The academics submitted their comments to the European Commission as part of the public comment process. While they were generally supportive of Modules 1 and 2, the academic commentators were sharply critical of Module 3, which the Commission described as follows:
Foreign subsidies could also have a harmful effect on the conduct of EU public procurement procedures. This issue is addressed under Module 3. Foreign subsidies may enable bidders to gain an unfair advantage, for example by submitting bids below market price or even below cost, allowing them to obtain public procurement contracts that they would otherwise not have obtained. Under this Module, the White Paper proposes a mechanism where bidders would have to notify the contracting authority of financial contributions received from non-EU countries. The competent contracting and supervisory authorities would then assess whether there is a foreign subsidy and whether it made the procurement procedure unfair. In this case, the bidder would be excluded from the procurement procedure.
The academic commentators noted:
While foreign subsidies may distort the market regarding undertakings (Module 1) and the acquisition of undertakings (Module 2), foreign subsidies in public procurement markets in effect reduce the costs of public services – and so should be separately assessed. Distortions that may be caused by foreign subsidies (displacing higher-cost local producers, for example) are regularly resolved through sustainability measures allowed by the European procurement directives. . . . The framework proposed under the White Paper may . . . displace the legislative regime contemplated by the existing procurement directives, and thus up-end the careful policy decisions that are reflected in those directives.

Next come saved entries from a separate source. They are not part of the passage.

PR #448, opened 2018-10-18
Enable searching of variants by allele registry id

susannasiebert:
https://github.com/griffithlab/civic-client/issues/879

The direct link is `civicdb.org/links/allele_registry/<allele registry id>`


susannasiebert:
Note to self: once this is live, I need to update the API docs to include this link.

PR #454, opened 2018-10-29
Allow organizations to have parent organizations

susannasiebert:
Closes https://github.com/griffithlab/civic-client/issues/965

This change allows you to add a "parent" organization for an organization. An organization then has `groups`, which are all organizations it is a direct parent of. We can then assign users to these new "group" organizations instead of their parent organization in the admin panel.

`all_users` returns a list of an organization's users and all its groups' users so with that change and the change to the `stats_hash` an organization's stats will include all the counts for its users and its groups' users.

### DIFF
--- a/app/admin/organization.rb
+++ b/app/admin/organization.rb
@@ -1,11 +1,12 @@
 ActiveAdmin.register Organization do
   menu :priority => 99
 
-  permit_params :name, :url, :description, :profile_image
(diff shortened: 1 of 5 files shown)


susannasiebert:
I don't think we'll want arbitrarily deep nesting of the organizations but there is currently nothing implemented to stop us from doing so. I would need to do some more research to see if it is possible to limit this somehow. Maybe @acoffman has some ideas how to do this.

PR #465, opened 2018-12-06
WIP: Normalize Drugs

susannasiebert:
This PR normalizes our drug entities to NCI Thesaurus terms. The behavior will be similar to diseases in that the users will use a unique ID (NCIT ID) to search for the drug/treatment of choice but would be given the choice to click a checkmark if a NCIT ID for their chosen term isn't available.

TODO:
- Our existing drug entities need to be normalized. The `misc_scripts/backfill_drugs.rb` script will do part of this process by querying NCIT for our drug names and backfilling the ncit_id field, as well as updating our drug name to match the NCIT term. Some manual curation will be needed for our entities that don't have a direct mapping to NCIT terms. For this we need to ensure that our spreadsheet is correct (https://docs.google.com/spreadsheets/d/1FL_Mim29q5Osloazj7rbNFoD4sdga247GE__qN1b4yc/edit#gid=14227486).
- There are probably some change that need to be made for submitting/editing evidence items both on the client and the server

This is for issue https://github.com/griffithlab/civic-client/issues/977.


lib/importer/nci_thesaurus_mirror.rb
```diff
@@ -0,0 +1,63 @@
...
+
+    def valid_entry?(entry)
+      semantic_types = semantic_types(entry)
+      (entry['id'].present? && entry['name'].present? && entry.respond_to?(:name) && entry.name == 'Term' &&
+        (semantic_types & ['Pharmacologic Substance', 'Pharmacological Substance', 'Clinical Drug', 'Therapeutic or Preventive Procedure']).length > 0 &&
+        (semantic_types & ['Obsolete_Concept']).length == 0)
+    end
+
+    def semantic_types(entry)
+        entry['property_value'].select{|s| s.start_with? 'NCIT:P106'}.map{|t| t.rpartition(' ')[0].split(' ', 2)[1].gsub!('"', '')}
```
acoffman: This line looked a little complicated so I started trying to work through it piece by piece. It does seem to work as is, but I wonder if it would be a little more clear with a regex in this case. Up to you if you think its better or not. I tested the regex itself on the file so I think it works, but the rest isn't fully tested.

```
def semantic_types
  matcher = /^NCIT:P106 "(?<semantic_type>.+)"/
  entry['property_values'].map { |s| s.match(matcher) }.compact.map { |s| s[:semantic_type] }
end
```
`match(some_regex) returns a match object if it matched, `nil` otherwise, `compact` removes all the `nils` from the list, and then `match_object[name of capture group]` gets the value out. (You don't have to use named capture groups and then you can just do `match_object[0]` or whatever, but I like naming them.

Up to you though, either way, you probably want to avoid `gsub!` (and most `!`) methods in general as their return values can bit you sometimes. Things with `!` modify the value inline instead of returning a copy with the modifications done. The non-`!` versions will always return a copy of the original object with the changes done (or not if they didn't apply). The `!`  versions however will often return not the object, but some sort of status indicator. For instance `gsub!` returns the string if it made any changes, but `nil` if it didn't, which can be a little surprising.

lib/importer/nci_thesaurus_mirror.rb
```diff
@@ -0,0 +1,63 @@
...
+
+    def create_object_from_entry(entry)
+      name = Drug.capitalize_name(entry['name'])
+      ncit_id = entry['id'].sub('NCIT:', '')
+      drug = ::Drug.where(ncit_id: ncit_id).first_or_initialize
+      drug.name = name
+      synonyms = process_synonyms(entry['synonym']).uniq
+      synonyms.each do |syn|
+        drug_alias = ::DrugAlias.where(name: syn).first_or_create
+        if not drug.drug_aliases.map{|a| a.name.downcase}.include? syn.downcase and not syn.downcase.eql? drug.name.downcase
```
acoffman: Generally speaking you'll want to use `!` instead of `not` and `==` instead of `.eql?` for this sort of thing. `not` has a weird and different operator precedence than you might expect and can sometimes behave in ways that are odd.

misc_scripts/backfill_drugs.rb
```diff
@@ -0,0 +1,40 @@
...
+    response['collection'].each do |r|
+      if r['prefLabel'].downcase == drug.name.downcase
+        match = r
+        break
+      end
+    end
+  else
+    next
+  end
+  if not match.nil?
```
acoffman: Same comment about `not` here, also could this just be `if match` or `if match.present?` instead of the double negative?

app/controllers/drugs_controller.rb
```diff
@@ -29,7 +29,12 @@ def name_suggestion
     if params[:q].blank?
       render json:  {errors: ['Must specify a query with parameter q']}, status: :bad_request
     else
-      render json: DrugNameSuggestion.suggestions_for_name(params[:q]), status: :ok
```
acoffman: Is `DrugNameSuggestion` used anywhere else with this gone? If not, we should delete it.

PR #469, opened 2018-12-06
Update dependencies

acoffman:
Seems to work locally but we'll want to test more before merging.


acoffman:
This PR should address all security alerts on the repo as well.

acoffman:
When we merge this, we will also likely have to update the ruby version running on the prod and staging boxes. We may as well do dgidb (and docm?) at the same time if the updates don't require major code changes (they didn't for civic). Any thoughts @ahwagner? 

Also as an aside, people who have a local copy of civic that haven't updated their ruby version since the initial setup will likely need to update their local ruby too....

PR #473, opened 2019-01-09
Include source type in source display name

acoffman:
This will cause it to appear in the diffs for revisions.
Closes griffithlab/civic-client#1020

Here's how it looks: 
screen shot 2019-01-09 at 10 40 14 am

### DIFF
--- a/app/models/source.rb
+++ b/app/models/source.rb
@@ -37,7 +37,18 @@ class Source < ActiveRecord::Base
   end
 
   def display_name
-    description
+    "#{self.description} - (#{source_type_description})"
+  end
+
+  def source_type_description
+    case self.source_type
+    when 'ASCO'
+      'ASCO Abstract'
+    when 'PubMed'
+      'PubMed'
+    else
+      ''
+    end
   end
 
   def source_url


app/models/source.rb
```diff
@@ -37,7 +37,18 @@ def self.datatable_scope
   end
 
   def display_name
-    description
+    "#{self.description} - (#{source_type_description})"
```
susannasiebert: I think the display_name might be used in other places as well so we should make sure that we want to display the source type there as well.

acoffman: Yeah, I was trying to figure that out - we have both `description` and `display_name`, we should probably take a quick inventory of what's used where. I did check the main evidence item view and it did not change it there (which I think is the correct behavior).

susannasiebert: Yeah, the `display_name` seems to only be used in the state params as far as I can tell.

acoffman: Yeah, I concur, I think that's fine for now. In general for v2 we probably want to rethink the whole name/description/display_name thing we've got going on. Its not totally clear which one to use when and where. (That's totally my fault).

PR #481, opened 2019-01-28
Attempt to retrieve diseases by name first to find instances where a user entered a disease without DOID

susannasiebert:
Closes https://github.com/griffithlab/civic-client/issues/889

### DIFF
--- a/lib/importer/disease_ontology_mirror.rb
+++ b/lib/importer/disease_ontology_mirror.rb
@@ -41,6 +41,7 @@ module Importer
                   d
                 else ( d = ::Disease.where(doid: doid).first_or_initialize)
                   d
+                end
       disease.name = name
       disease.doid = doid
       disease.display_name = display_name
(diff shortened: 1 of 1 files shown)


lib/importer/disease_ontology_mirror.rb
```diff
@@ -35,8 +35,14 @@ def create_object_from_entry(entry)
       name = entry['name']
       doid = parse_doid(entry['id'])
       synonyms = process_synonyms(entry['synonym'])
-      disease = ::Disease.where(doid: doid).first_or_initialize
+      disease = if ( d = ::Disease.find_by(doid: doid) )
+                  d
+                elsif ( d = ::Disease.find_by(name: name) )
+                  d
+                else ( d = ::Disease.where(doid: doid).first_or_initialize)
+                  d
```
acoffman: I think you're missing an `end` here.

susannasiebert: Sigh. That's what happens when you move from Python to Ruby. Fixed.

PR #482, opened 2019-01-29
Curators can reject their own submitted evidence

acoffman:
Previously only an editor could reject evidence. With this change,
curators can reject evidence too, but only evidence they themselves
submitted.

Along with https://github.com/griffithlab/civic-client/tree/feature/misc-fixes this closes griffithlab/civic-client#1037


susannasiebert:
Looks like I am 5 minutes too slow... 
We'll probably want the same behavior on assertions as well.

PR #484, opened 2019-01-30
Fix Source advanced search be PubMed ID

susannasiebert:
Fixes the 500 error mentioned in https://github.com/griffithlab/civic-client/issues/1042


susannasiebert:
@tmooney they are. But when you construct queries in plain SQL, like here, you need to use the underlying integer. This line is supposed to retrieve the correct one but you'd have to use the corrects spelling of your enum value of course.

tmooney:
Indeed it is!  What I meant by that was more in many languages such a typo could be found at compile-time.  That might be a silly notion here. 😄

. . . Module 3 would exclude – disqualify – vendors from public procurements in the European Union, on the grounds that the vendors have received a subsidy from a foreign government. In practical terms the proposal would revise the European Union’s procurement directives by adding an additional ground for exclusion – foreign subsidy – without a normal legislative process. In doing so, the proposal could raise costs for Member States, impair competition in procurement markets across the European Union, open the door to strategic interference by competitors, delay and disrupt ongoing procurements, deprive Member States of best value in their public procurements, and undermine Europe’s relations with key trading partners internationally.
. . . [T]he proposal would defer to the European Union’s obligations under free trade agreements, but assumes – incorrectly – that those obligations are well-defined under instruments such as the WTO Government Procurement Agreement. They are not. For example, the United States covers tens of billions of dollars in preferences by a single sentence in the GPA annexes, which states that the United States’ obligations do not extend to “any set aside on behalf of a small- or minority-owned business.” If the European Commission and Member States, in implementing the proposed measures, read that reservation narrowly and excluded U.S. vendors because other procurement preferences were considered government subsidies not reserved under the GPA, trade relations with the United States and other important trading partners could be badly disrupted.
GW Law Webinar Discussed European White Paper
The White Paper was addressed in a GW Law webinar on EU-U.S. trade, and was discussed in detail in an October 8, 2020 webinar sponsored by Wolters Kluwer, the publishing house. While the public comment period on the White Paper has closed, Eddy De Smijter, Head of the International Relations Unit in DG Competition at the European Commission, made clear during the October 8 session that the Commission continues to welcome informal comments on the proposal.